We have been getting a lot of questions since then: about new features, differentiators, AI, partnerships & training, and many others. In this blog post, we are answering the most frequently asked ones grouped into categories.

If you have missed the launch keynote where Ataccama ONE Gen2 was announced, you can watch it here.

General Questions

How does Ataccama differentiate itself from other data and metadata management platforms?

Ataccama ONE combines metadata management and data processing. Unlike most pure metadata management solutions, Ataccama usually starts with the actual data. We analyze not only structures but actual content. This enables us to find hidden relationships, patterns, and anomalies in the dataset that would not be captured in traditional metadata management platforms.

Learn more about the Ataccama ONE platform.

How do you make the concept of MDM land with business users?

We believe that even though the technical aspects of MDM are alien to many business users, the core idea of having a single version of the truth available and trustworthy with all the relevant information in one place is something most business users expect.

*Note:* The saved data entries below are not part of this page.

PR #3524, opened 2020-02-25
Use Address name attribute in views and APIs

filippoliverani:
**Description**
This PR is a step to solve #3234 and a continuation of #3458 

The PR allows to start using the new `Spree::Address#name` attribute instead of `firstname` and `lastname` by adding a `show_address_deprecated_attributes` preference and providing alternate HTML and JSON views. 
The old attributes are not deprecated yet, but this PR discourages their usage and enables `name` usage everywhere.

**Checklist:**


api/app/helpers/spree/api/api_helpers.rb
```diff
@@ -121,11 +121,18 @@ def required_fields_for(model)
...
+        :id, :name, :firstname, :lastname, :full_name, :address1, :address2,
+        :city, :zipcode, :phone, :company, :alternative_phone, :country_id,
+        :country_iso, :state_id, :state_name, :state_text
+      ]
+
+      @@address_attributes = if Spree::Config[:show_address_deprecated_attributes]
+                               @@full_address_attributes
+                             else
+                               @@full_address_attributes -
+                                 Spree::Address::DEPRECATED_ATTRS.map(&:to_sym)
```
ericsaupe: If these are deprecated attributes should the logic here be additive instead? This makes the default list the non-deprecated fields with deprecated fields being added.

For example,

```
@@address_attributes = if Spree::Config[:show_address_deprecated_attributes]
                                               @@full_address_attributes + 
                                                 Spree::Address::DEPRECATED_ATTRS.map(&:to_sym)
                                             else
                                               @@full_address_attributes
                                              end
```

filippoliverani: Yes, it would me more readable, thank you! 👍

core/app/models/spree/address.rb
```diff
@@ -186,6 +189,17 @@ def name=(value)
 
     private
 
+    def validate_name
+      return if firstname.present?
+
+      name_attribute = if Spree::Config[:show_address_deprecated_attributes]
```
kennyadsl: This line makes me think that we can pick a better configuration name, showing deprecated attributes may not be directly related to model validation of addresses. I'm thinking to something like `Spree::Config[:use_combined_first_and_last_name_in_address]`, do you think it could work?

filippoliverani: Yes, makes sense 👍

frontend/spec/features/checkout_spec.rb
```diff
@@ -118,11 +118,11 @@
 
         it "shows the saved addresses" do
           within("#billing") do
-            expect(find_field('First Name').value).to eq 'Bill'
+            expect(find_field('Name').value).to eq 'Bill'
```
kennyadsl: I think we can change the code so that this will look like a full name now. And it can be fun to complete those with last names :)

frontend/spec/controllers/spree/checkout_controller_spec.rb
```diff
@@ -8,8 +8,8 @@
   let(:order) { FactoryBot.create(:order_with_totals) }
 
   let(:address_params) do
-    address = FactoryBot.build(:address)
-    address.attributes.except("created_at", "updated_at")
+    attributes_for(:address, name: 'John Doe')
```
kennyadsl: Shouldn't we change the factory?

backend/spec/controllers/spree/admin/users_controller_spec.rb
```diff
@@ -168,14 +167,14 @@ def user
...
-          put :update, params: { id: user.id, user: { first_name: "Bob", spree_role_ids: [dummy_role.id] } }
+          put :update, params: { id: user.id, user: { name: "Bob", spree_role_ids: [dummy_role.id] } }
         }.not_to change { user.reload.spree_roles.to_a }
       end
 
       it "cannot clear roles" do
         user.spree_roles << dummy_role
         expect {
-          put :update, params: { id: user.id, user: { first_name: "Bob" } }
+          put :update, params: { id: user.id, user: { name: "Bob" } }
```
kennyadsl: Even here, I'd change it to look like a real full name.

backend/app/views/spree/admin/orders/index.html.erb
```diff
@@ -65,14 +65,21 @@
...
-                <%= label_tag :q_bill_address_firstname_start, t('spree.first_name_begins_with') %>
-                <%= f.text_field :bill_address_firstname_start, size: 25 %>
-              </div>
-              <div class="field">
-                <%= label_tag :q_bill_address_lastname_start, t('spree.last_name_begins_with') %>
-                <%= f.text_field :bill_address_lastname_start, size: 25%>
-              </div>
+              <% if Spree::Config.use_combined_first_and_last_name_in_address %>
+                <div class="field">
+                  <%= label_tag :q_bill_address_name_start, t('spree.name_contains') %>
```
kennyadsl: Should this be `q_bill_address_name_cont`, right?

backend/spec/features/admin/orders/customer_details_spec.rb
```diff
@@ -14,8 +14,8 @@
   let!(:product) { create(:product_in_stock) }
 
   # We need a unique name that will appear for the customer dropdown
-  let!(:ship_address) { create(:address, country: country, state: state, first_name: "Rumpelstiltskin") }
-  let!(:bill_address) { create(:address, country: country, state: state, first_name: "Rumpelstiltskin") }
+  let!(:ship_address) { create(:address, country: country, state: state, name: "Rumpelstiltskin") }
+  let!(:bill_address) { create(:address, country: country, state: state, name: "Rumpelstiltskin") }
```
kennyadsl: Maybe here as well?

api/app/helpers/spree/api/api_helpers.rb
```diff
@@ -121,11 +121,18 @@ def required_fields_for(model)
...
+        :id, :name, :address1, :address2, :city, :zipcode, :phone, :company,
+        :alternative_phone, :country_id, :country_iso, :state_id, :state_name,
+        :state_text
+      ]
+
+      @@address_attributes = if Spree::Config.use_combined_first_and_last_name_in_address
+                               @@address_base_attributes
+                             else
+                               @@address_base_attributes +
+                                 Spree::Address::DEPRECATED_ATTRS.map(&:to_sym)
```
kennyadsl: Technically, these are not yet deprecated. Also, we may have other deprecations in the future that will be included/excluded here as well. What about calling this constant in a more semantic way like `SPLIT_NAME_ATTRS` instead?

backend/app/controllers/spree/admin/search_controller.rb
```diff
@@ -16,8 +16,7 @@ def users
           @users = Spree.user_class.ransack({
             m: 'or',
             email_start: params[:q],
-            addresses_firstname_start: params[:q],
-            addresses_lastname_start: params[:q]
+            name_start: params[:q]
```
kennyadsl: `name_cont`?

frontend/spec/features/checkout_spec.rb
filippoliverani: Yes, I'll updates name-related specs to make them more realistic 👍

frontend/spec/controllers/spree/checkout_controller_spec.rb
filippoliverani: You mean to use ''John Doe" as name or to remove timestamps?
In both cases we will have to update a lot of other specs relying on how address is created now, I don't think it's the right moment to do that

backend/spec/controllers/spree/admin/users_controller_spec.rb
filippoliverani: 👍

backend/app/views/spree/admin/orders/index.html.erb
filippoliverani: Not exactly, this part is bit tricky. 
`name` is a virtual attribute and we can't have a ransacker working on it and, to have the least impact on how the system works right now, the search on name is just as an alias of searching by `_firstname_start` or `_lastname_start`.
So it's neither a `_start` nor a `_cont`, but I opted to keep `_start` to keep it close to the ransackers it's aliasing. 
We could use `_firstname_or_startname_start` but it's quite verbose, I'm not sure which would be the best solution..

api/app/helpers/spree/api/api_helpers.rb
filippoliverani: Yes, right now that would be better. I was already thinking about the incoming deprecations but it's premature

backend/spec/features/admin/orders/customer_details_spec.rb
filippoliverani: 👍

backend/app/views/spree/admin/orders/index.html.erb
kennyadsl: Got it, my personal preference is `_firstname_or_lastname_start`

api/app/helpers/spree/api/api_helpers.rb
kennyadsl: That sounds perfect!

backend/app/controllers/spree/admin/search_controller.rb
kennyadsl: Resolved with https://github.com/solidusio/solidus/pull/3524/files#r385699525

backend/spec/controllers/spree/admin/users_controller_spec.rb
```diff
@@ -168,14 +167,14 @@ def user
...
-          put :update, params: { id: user.id, user: { first_name: "Bob", spree_role_ids: [dummy_role.id] } }
+          put :update, params: { id: user.id, user: { name: "Bob Bloggs", spree_role_ids: [dummy_role.id] } }
         }.not_to change { user.reload.spree_roles.to_a }
       end
 
       it "cannot clear roles" do
         user.spree_roles << dummy_role
         expect {
-          put :update, params: { id: user.id, user: { first_name: "Bob" } }
+          put :update, params: { id: user.id, user: { name: "Bob Bloggs" } }
```
kennyadsl: I see this as a missing opportunity to add `Bob Marley` to the repository 😆

filippoliverani: Ahah true 😂 
I tried to use boring names already present in specs to minimize surprise

kennyadsl: That makes perfect sense, I was just kidding!

filippoliverani:
> Thanks, @filippoliverani. This thing is becoming a reality!

Thank you for your help @kennyadsl! 💪

kennyadsl:
@filippoliverani can you check the conflict here. I can't recall merging something in that file lately.. 🤔

filippoliverani:
> @filippoliverani can you check the conflict here. I can't recall merging something in that file lately.. 🤔
Generators has been renamed recently, rebased 👍

core/lib/spree/testing_support/dummy_app.rb
```diff
@@ -103,6 +103,7 @@ class Application < ::Rails::Application
 Spree.config do |config|
   config.mails_from = "store@example.com"
   config.raise_with_invalid_currency = false
+  config.use_combined_first_and_last_name_in_address = true
```
tvdeyen, line 106: This should have been `false`, because we still tested v2.11 here, that has this set to `false` (see above)
That way specs are misleadingly green and issues like #4094 didn't came up in the specs for v2.11

I am proposing to revert this in v2.11 branch

PR #3532, opened 2020-02-28
RfC: Remove some order transitions

mamhoff:
**Description**

This removes many, many transitions from the Order state machine, allowing us to reason more clearly about what the system is supposed to be doing and when.

I have used the wonderful https://github.com/state-machines/state_machines-graphviz gem to make the following visualisations.

Currently, our order state machine is automatically visualized like this: 

Spree::Order_state

With these changes, this image becomes a lot more streamlined and understandable:

Spree::Order_state

I have on purpose not added specs for this, as this is exclusively a feature removal for which I do not see why we should add tests. :)

**Checklist:**

### DIFF
--- a/core/spec/models/spree/order_spec.rb
+++ b/core/spec/models/spree/order_spec.rb
@@ -94,11 +94,11 @@ RSpec.describe Spree::Order, type: :model do
       let!(:store_credit_payment_method) { create(:store_credit_payment_method) }
       let(:order_total) { 500.00 }
       let(:store_credit) { create(:store_credit, amount: order_total) }
-      let(:order) { create(:order_with_line_items, user: store_credit.user, line_items_price: order_total) }
+      let(:order) { create(:order_ready_to_complete, user: store_credit.user, line_items_price: order_total) }
 
       before do
         order.add_store_credit_payments
-        order.finalize!
+        order.complete!
         order.capture_payments!
       end
 
--- a/core/app/models/spree/order/checkout.rb
+++ b/core/app/models/spree/order/checkout.rb
@@ -60,7 +60,7 @@ module Spree
             end
 
             event :return do
-              transition to: :returned, from: [:returned, :complete, :awaiting_return, :canceled], if: :all_inventory_units_returned?
+              transition to: :returned, from: [:complete, :awaiting_return], if: :all_inventory_units_returned?
             end
 
             event :resume do
--- a/core/app/models/spree/order/checkout.rb
+++ b/core/app/models/spree/order/checkout.rb
@@ -68,7 +68,7 @@ module Spree
             end
 
             event :authorize_return do
-              transition to: :awaiting_return
+              transition to: :awaiting_return, from: :complete
             end
 
             event :complete do
--- a/core/app/models/spree/order/checkout.rb
+++ b/core/app/models/spree/order/checkout.rb
@@ -56,7 +56,7 @@ module Spree
             end
 
             event :cancel do
-              transition to: :canceled, if: :allow_cancel?
+              transition to: :canceled, if: :allow_cancel?, from: :complete
             end
 
             event :return do


tvdeyen:
I am very much in favor of this. But I am concerned about stores relying on this or expecting certain methods to exist. 

What about moving the current state machine into a "legacy" module and ship this as default state machine going forward.

mamhoff:
I would disagree. It's fairly easy to add transitions to the state machine, but impossible to remove them. This would be the perfect thing for a note in the changelog IMO.

mamhoff:
Added fix for a spec that expected an order in cart state to be finalized. 

There is some scope maybe for still adding a transition from `awaiting_return` to `canceled` I think, anyone using these features together?

kennyadsl:
Thanks, @mamhoff, I like this change a lot and that second picture makes it super tempting for our documentation.

I'm also a bit concerned about removing methods/transactions that could be used by someone and even with a good CHANGELOG entry it could be very hard to determine if you are relying on some of those. Deprecating what we plan to remove here would be a nightmare as well. 

I'll be sure to discuss this in the next core team meeting so we can provide a shared position about this change. Thanks again.

core/spec/models/spree/order_spec.rb
```diff
@@ -94,7 +94,7 @@
       let!(:store_credit_payment_method) { create(:store_credit_payment_method) }
       let(:order_total) { 500.00 }
       let(:store_credit) { create(:store_credit, amount: order_total) }
-      let(:order) { create(:order_with_line_items, user: store_credit.user, line_items_price: order_total) }
+      let(:order) { create(:order_with_line_items, state: :complete, user: store_credit.user, line_items_price: order_total) }
```
kennyadsl: What about using the [`order_ready_to_complete`](https://github.com/solidusio/solidus/blob/dab9035e75e76556bb0dc2cbcbf666fed9427d6c/core/lib/spree/testing_support/factories/order_factory.rb#L83-L100) factory and call `complete` in the before block?

mamhoff: Changed, and works as well!

mamhoff:
There is no way to deprecate this, and it wouldn't be meaningful. Well-instrumented stores would get a `StateMachines::InvalidTransition` exception that even details from which to which state the order could not go, and these stores can THEN decide whether they fix the code path that allows a user to cancel an unfinished order or whether they want to add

We try to provide this experience to the end user without the need for them to dive into technical details or have the help of a more technical colleague.

Even though we are automating a lot of the technical aspects of MDM, we’ve maintained the option for experienced technical users to configure low-level details of the MDM hub. Automation simplifies and speeds up configuration but does not limit the user.

Learn more about how we automate Master Data Management.

How has Ataccama moved towards becoming a more business-oriented tool as opposed to a development-oriented tool?

We believe that both approaches make sense and are complementary. Ataccama ONE Gen2 brings better integration between ONE Desktop and ONE Webapp. This means that ONE metadata is available and shared across both options. We try to bring more easy-to-use options to the web front end, but keep the doors open for power users with the desktop environment.

The desktop environment can now be used to create virtual catalog items (i.e., views derived from other catalog items), rules, exports, or custom integrations. These components can then be documented in the catalog and transparently used by business users.

Data governance is a combination of people, process, and technology. How did you take the human factor into account for Gen2?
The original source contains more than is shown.